Having completed NaPoWriMo (National Poetry Writing Month) in April, the difference could not be more stark and obvious. During National Poetry Writing Month, most of my time was consumed with ideas, themes, and working out how to convey certain unusual (read: desperate) topics in my usual style. A few of my poems ended up being, I thought, decent, and with a good deal of development after National Poetry Writing Month some other people started to agree. Albeit grudgingly. After I pestered them for weeks. During National Novel Writing Month, by contrast, most of my time has been devoured simply by writing. It’s not ‘automatic’. I, like most other people doing NaNoWriMo (I suspect), still require valuable gazing-out-the-window time, and visits to Cracked and similar humour sites to trick myself into thinking I’m having fun. It does feel much more like a natural growth than NaPoWriMo did, though, and a lot of the things I’ve found out through NaNoWriMo are, quite simply, fascinating.
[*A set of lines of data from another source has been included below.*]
PR #424, opened 2015-01-28
Download ISO from file schema - file:///...

rickard-von-essen:
Allow boot2docker-url arguments to take a local file as ISO. This simplifies testing of boot2docker.iso build.

### DIFF
--- a/utils/b2d.go
+++ b/utils/b2d.go
@@ -6,6 +6,7 @@ import (
 	"io"
 	"io/ioutil"
 	"net/http"
+	"net/url"
 	"os"
 	"path/filepath"
 )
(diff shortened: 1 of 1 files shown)


ehazlett:
Thanks!

Could we add some checks around if a scheme exists (I mistakenly just tried to use a path and it failed) or perhaps if `http` isn't there then attempt to fallback to file automatically?

rickard-von-essen:
I'll update this to default to file if ```url.Scheme == nil```

I also did some testing with ```net/url.Parse``` and Windows paths on go playground and it didn't work very well with driver letters and backslashes. So someone with access to Windows should create a patch  with specific Windows path handling.

rickard-von-essen:
Done, now also posix paths work without the ```file://``` prefix.

ehazlett:
+1 for working without `file` scheme.  I think the last piece is the windows paths.  I will see if I can take a look.

nathanleclaire:
This should work now in master, so I'm closing this PR.

PR #427, opened 2015-01-28
remove name option from azure driver

ehazlett:
This removes the `name` option from the azure driver as it is automatically set to the machine name now.


ehazlett:
LGTM

PR #437, opened 2015-01-29
add timeout for b2d release check; warn instead of error if cannot check

### LINKED ISSUE #435: Error creating machine: Get https://api.github.com/repos/boot2docker/boot2docker/releases: dial tcp: lookup api.github.com: no such host
Hi All,
    I'm testing the docker machine tool, it looks really good, yesterday I could create a machine using VirtualBox driver, the image boot2docker.iso is stored in my filesystem.
Now I trying to create a new virtualbox machine, but I don't have internet acces from the current network, so my question is, Is there any parameter to say "ehhh don't ask for the latest image available, use my current image that is stored in my defaul location" ?

This is the error that I get when i try to create the machine:

 ./docker-machine create -d virtualbox dockerDEV2
ERRO[0000] Error creating machine: Get https://api.github.com/repos/boot2docker/boot2docker/releases: dial tcp: lookup api.github.com: no such host 
WARN[0000] You will want to check the provider to make sure the machine and associated resources were properly removed. 
FATA[0000] Error creating machine

Basically the idea is to force docker machine to use my downloaded image, is it possible ?

Thanks

ehazlett:
This adds a timeout to the check for the latest b2d release.  It also changes to a "warn" in the event of an error (internet issues, etc).

Fixes #435

### DIFF
--- a/drivers/virtualbox/virtualbox.go
+++ b/drivers/virtualbox/virtualbox.go
@@ -143,7 +143,7 @@ func (d *Driver) Create() error {
 		// until then always use "latest"
 		isoURL, err = utils.GetLatestBoot2DockerReleaseURL()
 		if err != nil {
-			return err
+			log.Warnf("Unable to check for the latest release: %s", err)
 		}
 
 		// todo: use real constant for .docker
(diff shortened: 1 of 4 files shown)


ehazlett:
LGTM

nathanleclaire:
Hey @ehazlett, did you ever take care of this?

> let's make sure to add some code to bail in the case that no local .iso exists and the network times out. Otherwise we try to careen into an ISO download that won't work.

ehazlett:
Yes an error would be thrown but I will add an informational message as well.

For starters, and as the most obvious thing you can find out about yourself through writing, there are all the writing tics and quirks that you’d never have noticed if you were writing more carefully, or even if you were writing just as carelessly over a longer period of time. As an example, all of my characters are constantly looking places, throwing glances about the place with reckless abandon, staring at stuff. This probably sounds quite normal, but if you saw the frequency with which it actually happens, you would be forgiven for expecting all of my characters to be Beholders.

Twenty-Sided Dice

Dungeons and Dragons references are totally where it's at. For a given value of "it".
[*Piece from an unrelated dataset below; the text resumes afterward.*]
PR #438, opened 2015-01-29
Change message to use machine env.

Tebro:
So basically this is just a UI fix that informs users to use machine env, instead of docker $(machine config) to configure their docker client to connect to the machine.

There’s also a prevailing focus on doors, passageways and rooms which is quite hard to shake, as well as an awful lot of swearing. There are some bad reasons for this; staring places can be a lazy way to work in an excuse for some description of setting, character or props. Doors, passageways and rooms can be clumsy ways to instigate and separate important plot events. Swearing can be used to pad out the word count, although so far I think I’ve steered clear of this. For some reason, I also seem to get fixated on minor characters and events, and really need to rein in the fleshing-outs I keep giving them. Sure, a little bit of background is great for your minor characters, but if you devote a good page and a half to the little foibles that you’ve decided they have, the chances are good that you’ve fundamentally misunderstood what a “minor” character actually is.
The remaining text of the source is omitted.